The computer image is perfectly apt, because the first big project the corporation undertook was to build a computer model of the American electorate, for purposes of testing out Democratic positions for the 1960 election. Using Gallup and Roper polls from the preceding decade, they sorted the voters into 480 types, by gender, race, religion, party, and economic circumstance; these types could then be correlated with voting results from the same years. They made their first report to the Adlai Stevenson campaign, emphasizing the importance of black voters in the election, and suggesting that the party "could succeed in winning back black voters who'd defected to the GOP only by taking a stronger position on civil rights. It might not have seemed to require a team of behavioral scientists, an IBM 704, and $65,000 to make this case, but, arguably, it had."

The Democrats were in transition from the age of Adlai Stevenson, a reluctant candidate who could be nominated only in a party convention, to the age of Kennedy, whose advantage came from aggressive campaigning in the primaries. When Kennedy took the nomination, Simulmatics followed. They "recommended that Kennedy confront the religious issue head-on, not to avert criticism but to incite it." By making the issue salient, Kennedy could draw the sympathy of other religious minorities. Again, you might not have needed a simulation to see this, and there's no way to know what difference it really made.

It is hard to remember what a novelty this use of computers was. (Simulmatics didn't actually own a computer yet; they rented time on one of the few big IBM machines in New York City.) Was it cheating, in some way? Unethical, or just too clever by half? But from that day to this, the capacity to predict, and target, voter behavior has increased at the same dizzying rate as computer speed itself.

The Simulmatics Corporation was actually a group of men with widely varying personal assets: Ed Greenfield was an advertising man, handsome and charming–"and like all ad men, he sold nothing so well as himself." Eugene Burdick was a political theorist, with a successful career in fiction on the side; Ithiel de Sola Pool was a quantitative behavioral scientist who had worked in the Pentagon.

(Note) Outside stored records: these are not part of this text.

PR #589, opened 2016-09-12
(maint) Update linking to be smarter

melissa:
This commit adds in logic to check to see if the symlink to be
replaced is broken. If it is, then it removes the symlink so it can
create a new one. This will help reduce manual intervention when the
symlinks get all strange, because computers.

### DIFF
--- a/tasks/education.rake
+++ b/tasks/education.rake
@@ -38,6 +38,10 @@ namespace :pl do
 
       # Update symlink to point to the VM we just shipped
       link_target.each do |link|
+        link_path = File.join(target_directory, link)
+        link_md5_path = "#{link_path}.md5"
+        Pkg::Util::Net.remote_ssh_cmd(target_host, "if [[ ! -e '#{link_path}' ]] ; then echo '#{link_path} is a broken link, deleting' ; unlink '#{link_path}' ; fi")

There was a computer wizard, Alex Berstein, and a mathematical genius called Wild Bill McPhee. Lepore lets us into their backgrounds, their marriages, and the other places their work took them.

For Ithiel de Sola Pool, that was Vietnam. The Pentagon hired Simulmatics to try to quantify the winning of hearts and minds. Pool was a dedicated anti-communist, but the project was farcical from the start. The behavioral scientists were asking the wrong questions, by means of bewildered translators, of people who had no reason to trust them. Seldom has 'garbage in, garbage out' been a more appropriate image.

Defense Secretary Robert McNamara and General William Westmoreland, assisted by the RAND corporation, had established a way of thinking based on numbers and more numbers. "Vietnam would be the test of McNamara's policy, and of RAND and Simulmatics' behavioral science: decision by numbers, knowledge without humanity, the future in figures. It would fail. It would also endure. In the twenty-first century, it would organize daily life, politics, war, commerce. Everything."

This book is not comforting, but it sure does explain a lot. It's bad news, but good information.